According to Sky News, investors approved a plan to bifurcate the company at an extraordinary general meeting on Sunday.

The restructuring would create two independent companies - one focussed on Getir's food and grocery delivery operations in Turkey, which would be primarily owned and managed by Mubadala, and the other encompassing its remaining assets including Getir Drive and the ride-hailing service BiTaksi.

Sky said the Turkish operations would be headed by current executive Batuhan Gultakan, while Getir's founder, Nazim Salur, would manage the second entity.

The reorganisation came in the wake of Getir announcing its exit from the UK and other European markets at the end of April, as it retreated from a valuation peak of nearly £10bn.

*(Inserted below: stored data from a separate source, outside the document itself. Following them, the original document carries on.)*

PR #338, opened 2014-12-20
Fix CORE-2178 Use correct database collation

rhuffman:
Fixes CORE-2178: https://liquibase.jira.com/browse/CORE-2178

MSSQLDatabase.isCaseSensitive() uses the system collation rather than the database collation to determine whether or not the database is case-sensitive. That is fixed by checking DATABASEPROPERTYEX(<catalog>, 'collation').

Also, MSSQLDatabase.getdbcSchemaName() always converts to lower case. That causes a false negative on a case-sensitive database when checking to see if the lock table exists.

I am not nearly familiar enough to understand the full impact of this change, but it does seem to fix the problem we are having on SQL Server 2012.

### DIFF
--- a/liquibase-core/src/main/java/liquibase/database/core/MSSQLDatabase.java
+++ b/liquibase-core/src/main/java/liquibase/database/core/MSSQLDatabase.java
@@ -337,7 +337,7 @@ public class MSSQLDatabase extends AbstractJdbcDatabase {
     @Override
     public String getJdbcSchemaName(CatalogAndSchema schema) {
         String schemaName = super.getJdbcSchemaName(schema);
-        if (schemaName != null) {
+        if (schemaName != null && ! isCaseSensitive()) {
             schemaName = schemaName.toLowerCase();
         }
         return schemaName;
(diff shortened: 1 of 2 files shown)


liquibase-core/src/main/java/liquibase/database/core/MSSQLDatabase.java
```diff
@@ -349,8 +349,10 @@ public boolean isCaseSensitive() {
         if (caseSensitive == null) {
             try {
                 if (getConnection() != null) {
-                    String collation = ExecutorService.getInstance().getExecutor(this).queryForObject(new RawSqlStatement("SELECT CONVERT(varchar(100), SERVERPROPERTY('COLLATION'))"), String.class);
-                    caseSensitive = ! collation.contains("_CI_");
+                  String catalog = getConnection().getCatalog();
+                  String sql = String.format("SELECT CONVERT(varchar(100), DATABASEPROPERTYEX('%s', 'COLLATION'))", catalog);
```
nvoxland: Since the goal of Liquibase is to run arbitrary SQL I tend to not worry too much about sql injection problems so I think it is fine.

PR #339, opened 2015-01-05
Chnages needed for extension development for NoSQL databases

sbonde:
In order to develop extension for NoSQL databases like Cassandra, few private members needs to be make protected so I can extend LockService.


sbonde:
CORE-2185:Few fields needs to be changed as protected and need additional field in RanChangeSet

PR #340, opened 2015-01-06
4.0 action

nvoxland:
Looking for a code review on what I am thinking for the "Action" logic. 

The general idea is that Action implementations logically describe something that is wanted to be done like CreateSequence or QuerySql or DropTable. Actions should not just relate to database commands but describe any external system interaction like MakeApiCall or DeleteFile. ActionLogic implementations are where the logic is contained to actually perform the Action. They use a getPriority() method to allow extensibility so the when running against an Oracle database the CreateSequenceLogic may be different than the standard CreateSequence logic.

This action logic will take the place of the Change, Statement, and Generator logic in 3.x with Action taking the place of Change and Statement and ActionLogic taking the place of the *Generator classes. I wasn't seeing the value of having the separation of Change and Statement which is why they are being unified. I also removed the use of get/set wrappers in favor of basically a Map lookup to better support extensions of Actions which may add additional attributes. I'm using an "Attr" nested enum to provide some compile-support for standard attributes, but any key can be used as an attribute name.

The Action classes will also be used for metadata lookup in favor of the SnapshotGenerator classes in 3.x. This simplifies things by not having two abstractions around how you access the data.

You will also see use of the new Scope object both for managing singletons and storing execution state like the current database. 

Once we feel confident in this pattern, we can do the work of moving the existing Change/Statement/Generator/SnapshotGenerator logic over. For now, I only created a couple example Action classes and did not touch the existing code.


pmendelson:
Not sure if this is the right place tom comment on this concern.

A common code pattern in lq 3 can be found in

liquibase.change.coreAddColumnChange. generateStatements(Database)

...
            if ((database instanceof MySQLDatabase) && (column.getAfterColumn() != null)) {
                addColumnStatement.setAddAfterColumn(column.getAfterColumn());
            } else if (((database instanceof HsqlDatabase) || (database instanceof H2Database))
                       && (column.getBeforeColumn() != null)) {
                addColumnStatement.setAddBeforeColumn(column.getBeforeColumn());
            } else if ((database instanceof FirebirdDatabase) && (column.getPosition() != null)) {
                addColumnStatement.setAddAtPosition(column.getPosition());
            }

            addColumnStatements.add(addColumnStatement);

            if (database instanceof DB2Database) {
                sql.add(new ReorganizeTableStatement(getCatalogName(), getSchemaName(), getTableName()));
            }            

            if (column.getValueObject() != null) {
                UpdateStatement updateStatement = new UpdateStatement(getCatalogName(), getSchemaName(), getTableName());
                updateStatement.addNewColumnValue(column.getName(), column.getValueObject());
                sql.add(updateStatement);
            }
...

My home for lq 4 is that there is enough abstraction in the Database interface so that a change or action would not be aware of any specific Database implementation.

Of course this is much easier said than done.

one thought is lots of db methods like isAfterColumnClauseOk();

another thought is to give database modify options on (mostly) generated sql.

nvoxland:
Yes, I'm changing that pattern in 4.0. Each database has it's own sub-module now so it is even enforced by the compiler. I haven't pushed the 4.0 branch for a while because it's very torn apart, but I think it is significantly improved by removing all "database instanceof " logic out of liquibase-core. 

I was able to handle most of the isAfterColumnClauseOk() style logic by allowing database-specific logic to more easily reorder SQL clauses, introducing some Database-level methods like "requiresExplicitNullDefinitions", and  a more general AlterColumnAction that handle database-specific differences like "ALTER COLUMN"  vs "MODIFY COLUMN"

nvoxland:
Thanks, grammar has been fixed in master and will make it's way back to this branch.

nvoxland:
Added a targetted question on testing at http://forum.liquibase.org/#Topic/49382000001343003

PR #341, opened 2015-01-10
Handle timestamp precision

ancoron:
The current handling for TIMESTAMP precision handling really doesn't do a good job.

In the case of MySQL, the code simply ignores any precision specified and the version check is simply wrong (would fail for 6.x.x or 5.7.x).

In case of PostgreSQL, also the precision is simply ignored.

Related at least to the following issues:
* https://liquibase.jira.com/browse/CORE-1424


nvoxland:
Thanks!

PR #342, opened 2015-01-13
Core 2008

fm8:
First cut of changes for CORE-2008 (https://liquibase.jira.com/browse/CORE-2008).


fm8:
It's just the changeset 09225d8 that contains the changes, the rest are from an earlier merge. Happy to pull that out into a separate branch if that would be helpful...

nvoxland:
If you want to that woudl be great. Otherwise I can manually apply it but that loses some history and can cause more merge issues on your side.

nvoxland:
Resubmitted as #351

PR #345, opened 2015-01-17
CORE-2196 Adding root cause message to the build exception

mattbertolini:
I am adding the output of the root cause exception to the corresponding Ant BuildException to give more context about the error. Before the Ant task refactoring, there were no custom messages when BuildException was through which resulted in the root cause message being the only message. Once more messages were added, the root cause message was lost.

It would include a capital injection of up to $250m from Mubadala, aimed at both the orderly wind-down of Getir's UK and European divisions and the expansion of its Turkish business.

Sky said its sources indicated that Mubadala was optimistic about the Turkish market's potential, believing the restructuring would fortify Getir's market position.

Part of the new funding was expected to address outstanding liabilities, including millions owed to Tottenham Hotspur FC for a sponsorship deal.

Getir's withdrawal from the UK had resulted in job losses impacting hundreds of employees, after a rapid rise during the Covid-19 pandemic when its valuation soared.

Previously, Getir acquired Germany-based rival Gorillas in a $1.2bn stock deal finalised in December 2022.